I blush softly at being so easily discerned again, but I nod in understanding. I never thought I would want the old woman’s approval, but winning it unexpectedly makes me giddy.

Our session lingers past lunch, into the hazy afternoon, until the crickets take up singing in the backyard. For hours, I give Cecilia what I suspect she has wanted for decades—someone who is eager and hungry for an old woman’s advice.

I hide the jewelry box in my art room—assuring safekeeping for the wedding.

It feels like there is too much time and yet not enough. I do not have bridesmaids. I asked Vera, but she laughed me out of the room, saying the only place she was fit for at a wedding was the wine table.

She was even sober when I asked. Maybe that was the mistake. Ava may not attend, and Kay. . .I didn’t ask. I cannot convince myself it would be a good idea. Not again.

Though it will never feel like the perfect day without her, Salvatore is not the only one who doesn’t like repeating mistakes.

We have not seen each other in person since the party, though I’ve kept in touch through text now that Salvatore is no longer paranoid about me having a phone.

I am a nervous, stressed wreck as the time shrinks, bringing me closer to the big day.

We’ve chosen a gorgeous venue for the wedding. Though the house is undoubtedly the safest place, it’s tainted with too much memory. Fear and death are still fresh there. It would feel like getting married in a graveyard. For safety, we turned away all external event planners and coordinators, leaving me to spearhead the huge undertaking. I have found a few allies among the women of the house and formed our own ‘wedding planning task force,’ as Salvatore sarcastically calls us, always fussing over shades of blue or cream, this or that flower.

I wouldn’t be so particular, but it feels like my success as the don’s wife is somehow inexplicably tied to the success of the ceremony. The entire family will be in attendance, even those whom I have never met, coming from branches of the family in Chicago all the way to Las Vegas. Salvatore mentions even, oh so casually, that the mayor will attend. When I gawk and ask why the mayor will be at my wedding, Salvatore simply shrugs and says he wouldn’t dare not be there.

Fine. Sure. Great.

Might as well save a seat for the governor, too, just in case.

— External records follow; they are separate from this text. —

PR #24651, opened 2023-10-29
Soupier soups

xXPawnStarrXx:
## About The Pull Request
I have made a modular addition that replaces the output of almost all soups in the game, removing the dozens of excess reagents, meaning that you only get pure reagents when making soups. Some have been adjusted due to their difficulty to produce between 30-60u from a single batch. (Chicken curry, for example)

This is modular because after discussion with /TG/ they want it to remain that way on their end, for some strange reason.

Soups were in a strange place, because a lot of our players, especially more OCD ones, (like myself) found it incredibly disturbing to see soups that had a large number of unknown reagents or get slapped in the face by a 30 line box of garbage ingredients.

## Proof of Testing

<details>
From this after cooking:

image

To something like this:
image
image

  
</details>

## Changelog

:cl:
qol: made soup actually produce just soup, instead of an ungodly reagent slurry.
code: changed some code around soup, making it produce cleaner output.
/:cl:

### DIFF
--- a/modular_skyrat/modules/soupiersoups/code/soup_mixtures.dm
+++ b/modular_skyrat/modules/soupiersoups/code/soup_mixtures.dm
@@ -1,0 +1,414 @@
+/datum/reagent/consumable/nutriment/soup
+	nutriment_factor = 20 // Upped to counter the loss of random ingredients.
+	//Some soups will create between 30-60u to counter the loss of additional reagents.
+
+/datum/chemical_reaction/food/soup
+	ingredient_reagent_multiplier = 0.0
+	percentage_of_nutriment_converted = 1.0
+
+// Meatball Soup
+/datum/chemical_reaction/food/soup/meatballsoup
+	results = list(
+		/datum/reagent/consumable/nutriment/soup/meatball_soup = 30
+	)
+	ingredient_reagent_multiplier = 0.0
+	percentage_of_nutriment_converted = 1.0
+
+/datum/chemical_reaction/food/soup/vegetable_soup
+	results = list(
+		/datum/reagent/consumable/nutriment/soup/vegetable_soup = 30
+	)
+	ingredient_reagent_multiplier = 0.0
+	percentage_of_nutriment_converted = 1.0
+
+/datum/chemical_reaction/food/soup/nettlesoup
+	results = list(
+		/datum/reagent/consumable/nutriment/soup/nettle = 30
+	)
+	ingredient_reagent_multiplier = 0.0 // No more acid!
+	percentage_of_nutriment_converted = 1.0
+
+/datum/chemical_reaction/food/soup/wingfangchu
+	results = list(
+		/datum/reagent/consumable/nutriment/soup/wingfangchu = 30
+	)
+	ingredient_reagent_multiplier = 0.0
+	percentage_of_nutriment_converted = 1.0
+
+/datum/chemical_reaction/food/soup/hotchili
+	results = list(
+		/datum/reagent/consumable/nutriment/soup/hotchili = 30
+	)
+	ingredient_reagent_multiplier = 0.0
+	percentage_of_nutriment_converted = 1.0
+
+/datum/chemical_reaction/food/soup/coldchili
+	results = list(
+		/datum/reagent/consumable/nutriment/soup/coldchili = 30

Traditionally, the bride and groom do not see each other on the day and night before the ceremony. Salvatore only makes it until 1:00 in the morning, when I hear him sneaking into our room like a stray cat. I should shoo him away…but I hate this just as much as he does.

The mattress dips as he sits on the edge of the bed. He seems hesitant, not knowing if I’m going to be cross with him for breaking tradition.

I whisper into the dark, “I won’t tell if you don’t.”

He crawls over to me, sighs, and says, “I fucking hate tradition,” between kisses.

We spend the night curled up with each other like always, whispering like two school children getting away with being naughty.

Salvatore Mori has honored his word to me every night since I came back here with him.

I have had my full freedom, with bodyguards when necessary. Salvatore keeps me informed on the family business, and when I sit in with him at his office, he no longer has me on his lap like a puppet. Once we are formally married, Salvatore wants me at all of his dinner meetings, at his side. I will be weighing in on business deals more and making small talk with trophy wives.

“Are you nervous?” he asks into the dark.

“A little,” I say, his arm curled around my middle, my back against his chest as he hugs me to him.

Predictably, I feel the tension ripple through him. I’m glad I’m facing away from him, smiling to myself.

“Are you having second thoughts?”

“I mean, it’s a week-long honeymoon, Sal. How am I going to walk after?”

Salvatore smacks my ass for making him nervous, while I laugh and roll on top of him, pressing kisses of apology to his mouth.

I straddle him between my legs.

“There’s nothing to be nervous about. Not for me. The ceremony—in a way, is just for everyone else. I already know that I’m yours.”

Salvatore brings me down into a kiss again and again, until he finally growls and pushes me off. He lays on his back, looking up at me like this as his chest rises and falls.